TASK OBJECTIVE
Each line of the material is to be written out exactly.

THE DATA
__________________________________________________
PR #2219, opened 2023-10-19
LOG-4681: kubeAPIAudit policies don't work on audit logs from auditWebhook

alanconway:
The kubeapi-server webhook serializes audit Events without "apiVersion" or "kind" fields.
The audit filter was using these fields to identify API-audit log records.
Instead check for presence and type of "auditID" and "verb" which are always present.

Other changes:
- Don't overwrite "level" field for API audit events, users will expect this field.
- test/functionl/vector.go make vector the default collector default if no build tags are set.

### DIFF
--- a/test/functional/normalization/audit_logs_format_test.go
+++ b/test/functional/normalization/audit_logs_format_test.go
@@ -164,7 +164,7 @@ var _ = Describe("[Functional][LogForwarding][Normalization] message format test
 						Kind:             "Event",
 						Hostname:         framework.Pod.Spec.NodeName,
 						LogType:          "audit",
-						Level:            "default",
+						Level:            "Metadata",
 						Timestamp:        time.Time{},
 						PipelineMetadata: functional.TemplateForAnyPipelineMetadata,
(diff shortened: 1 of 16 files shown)


test/functional/normalization/audit_logs_format_test.go
```diff
@@ -164,7 +164,7 @@ var _ = Describe("[Functional][LogForwarding][Normalization] message format test
 						Kind:             "Event",
 						Hostname:         framework.Pod.Spec.NodeName,
 						LogType:          "audit",
-						Level:            "default",
+						Level:            "Metadata",
```
jcantrill, line 167: Why do we want this instead of some equivalent syslog severity?

jcantrill (commented):
/hold

test/functional/normalization/audit_logs_format_test.go
alanconway: kube-apiserver events use the field "level" to mean something different - how much of the event has been deleted (request body, response body etc.) there's no syslog-style severity, and no way to derive it.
__________________________________________________
EXPECTED OUTPUT
PR #2219, opened 2023-10-19
LOG-4681: kubeAPIAudit policies don't work on audit logs from auditWebhook

alanconway:
The kubeapi-server webhook serializes audit Events without "apiVersion" or "kind" fields.
The audit filter was using these fields to identify API-audit log records.
Instead check for presence and type of "auditID" and "verb" which are always present.

Other changes:
- Don't overwrite "level" field for API audit events, users will expect this field.
- test/functionl/vector.go make vector the default collector default if no build tags are set.

### DIFF
--- a/test/functional/normalization/audit_logs_format_test.go
+++ b/test/functional/normalization/audit_logs_format_test.go
@@ -164,7 +164,7 @@ var _ = Describe("[Functional][LogForwarding][Normalization] message format test
 						Kind:             "Event",
 						Hostname:         framework.Pod.Spec.NodeName,
 						LogType:          "audit",
-						Level:            "default",
+						Level:            "Metadata",
 						Timestamp:        time.Time{},
 						PipelineMetadata: functional.TemplateForAnyPipelineMetadata,
(diff shortened: 1 of 16 files shown)


test/functional/normalization/audit_logs_format_test.go
```diff
@@ -164,7 +164,7 @@ var _ = Describe("[Functional][LogForwarding][Normalization] message format test
 						Kind:             "Event",
 						Hostname:         framework.Pod.Spec.NodeName,
 						LogType:          "audit",
-						Level:            "default",
+						Level:            "Metadata",
```
jcantrill, line 167: Why do we want this instead of some equivalent syslog severity?

jcantrill (commented):
/hold

test/functional/normalization/audit_logs_format_test.go
alanconway: kube-apiserver events use the field "level" to mean something different - how much of the event has been deleted (request body, response body etc.) there's no syslog-style severity, and no way to derive it.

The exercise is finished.